# Schlacht!!



## John P (Sep 1, 1999)

Gesthundheit!!

Ahem.

This is the 1/72 Revell/Germany Blohm und Voss Projekt 194. It a rare and wonderful treat to build a Luft '46 subject made in "normal" styrene by a mainstream kitmaker!

BV was known for thei assymetric fuselage designs, at least one of which got into production as a recon plane. This project was to be a ground-attack ("schlacht") aircraft with one piston engine, and one of them new-fangled jet engines too.

I'd kinda like to get two more and bash it into twin-boom P-38 configuration.



























More details of the "real" thing at:
http://www.luft46.com/bv/bv.html
http://www.luft46.com/bv/bvp19401.html


----------



## buddho (Jul 31, 2005)

John that is one excellent build!

Your painting and weathering are truly exceptional...well done.

Regards, Dan


----------



## agentsmith (Mar 27, 2005)

John,

Great job on your BV P194.

I have one of those kits in my stash and plan to build it next year, I have been thinking about doing mine in the splinter camouflage like your model has and adding light colored spots like the Bf 109G ''black 29'' that is pictured in one of the ''Jagdwaffe'' books.

agentsmith


----------



## John P (Sep 1, 1999)

I thought about an exotic scheme too, but sometimes you just want to build something without giving it too much extra thought. I did go a bit unconventional, in that I did the topsides in 02 and 71, rather than 70/71, and the bottom in 65, which had been replaced by 76 late in the war.

I read recently that, whereas fighter groups were required to schange over to the newer colors in late war (80/81/76), the bomber units were allowed to use up whatever stocks of 70, 71 & 65 they had laying around.


----------



## John P (Sep 1, 1999)

Okay, it's not as exciting as buddho's silver Heinkle, but it makes me sad it slipped off the front page .

BUMP!


----------



## buddho (Jul 31, 2005)




----------



## CaptFrank (Jan 29, 2005)

Hi John P.
Great looking plane!

As you seem to know about these craft, why did they paint 
the underside wingtips yellow?

Why did Blohm und Voss build the way they did? 
Is there any reason?
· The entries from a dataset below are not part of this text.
PR #788, opened 2022-10-30
test: fix cross-platform persist test issues

no-stack-dub-sack:
Attempt to fix cross-platform issues for persist test `"multiple changes don't cause concurrent persist operations"`. I noticed that this test passed on my mac, but produced highly inconsistent results on my PC. This commit redistributes `wait` times by making updates to the store in more quick succession and waits longer periods to allow the 80ms to elapse before asserting on the store's state. Also make some asserts a bit more specific, asserting that the counter is never intermediate change values, as on Windows after 40-50ms from the last change the counter updates to 5 inconsistently and unexpectedly early. This should prove that the counter never has an intermediate value but eliminate failures due to this inconsistency. We still validate the final value of the counter as 5.

### DIFF
--- a/tests/persist.test.js
+++ b/tests/persist.test.js
@@ -1109,12 +1109,14 @@ test("multiple changes don't cause concurrent persist operations", async () => {
     },
   );
 
+  const DELAY = 10;
+
   // ACT + ASSERTS
   store.getActions().change({
     counter: 1,
   });
 
-  await wait(20);
+  await wait(DELAY);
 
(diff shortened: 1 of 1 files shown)


jmyrland (approved):
LGTM!

no-stack-dub-sack:
@jmyrland did you run this on your machine and confirm it works for you too?

jmyrland:
> @jmyrland did you run this on your machine and confirm it works for you too?

I can verify that it works on my machine as well 👍

PR #816, opened 2023-02-03
feat: Pass full state to persist transforms

damassi:
Noticed a slight divergence from the `redux-persist` [transform api](https://github.com/rt2zz/redux-persist/blob/master/src/createTransform.ts#L26-L33), where there they pass the full state along with the `in` and `out` calls. This also aligns with the api as seen in `create-transform` code in the easy-peasy [codebase](https://github.com/ctrlplusb/easy-peasy/blob/master/src/create-transform.js#L17-L24). 

Now the api is: 
```tsx
in: (state, key, fullState) => { ... }
out: (state, key, fullState) => { ... }
```

### DIFF
--- a/index.d.ts
+++ b/index.d.ts
@@ -1032,8 +1032,8 @@ export interface PersistStorage {
 }
 
 export interface Transformer {
-  in?: (data: any, key: string) => any;
-  out?: (data: any, key: string) => any;
+  in?: (data: any, key: string, fullState?: any) => any;
+  out?: (data: any, key: string, fullState?: any) => any;
 }
 
 export interface PersistConfig<Model extends object> {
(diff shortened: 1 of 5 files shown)


no-stack-dub-sack (changes requested):
@damassi this looks good to me - would you mind taking a look at the persist tests and seeing if it makes sense to add or modify any existing tests to reflect the new API?

damassi:
Sure thing, I'll do this now.

damassi:
@no-stack-dub-sack Updated tests to reflect the additional parameter being passed into the transform. Let me know if this is sufficient!

no-stack-dub-sack (approved):

no-stack-dub-sack:
Thanks @damassi! LGTM!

Is there any advantage to the 
asymmetry? Were they just being different?
Or were they all insane?


----------



## John P (Sep 1, 1999)

Yellow wingtips and fuselage bands were a theater marking - that is, all the German planes in Russia had them, so everyone could tell who's plane was who's. In North Africa, it was white wingtips and bands. In France, it was yellow under the nose. That kinda thing.

And yes, they were all insane! :lol:


----------



## CaptFrank (Jan 29, 2005)

> And yes, they were all insane! :lol:


----------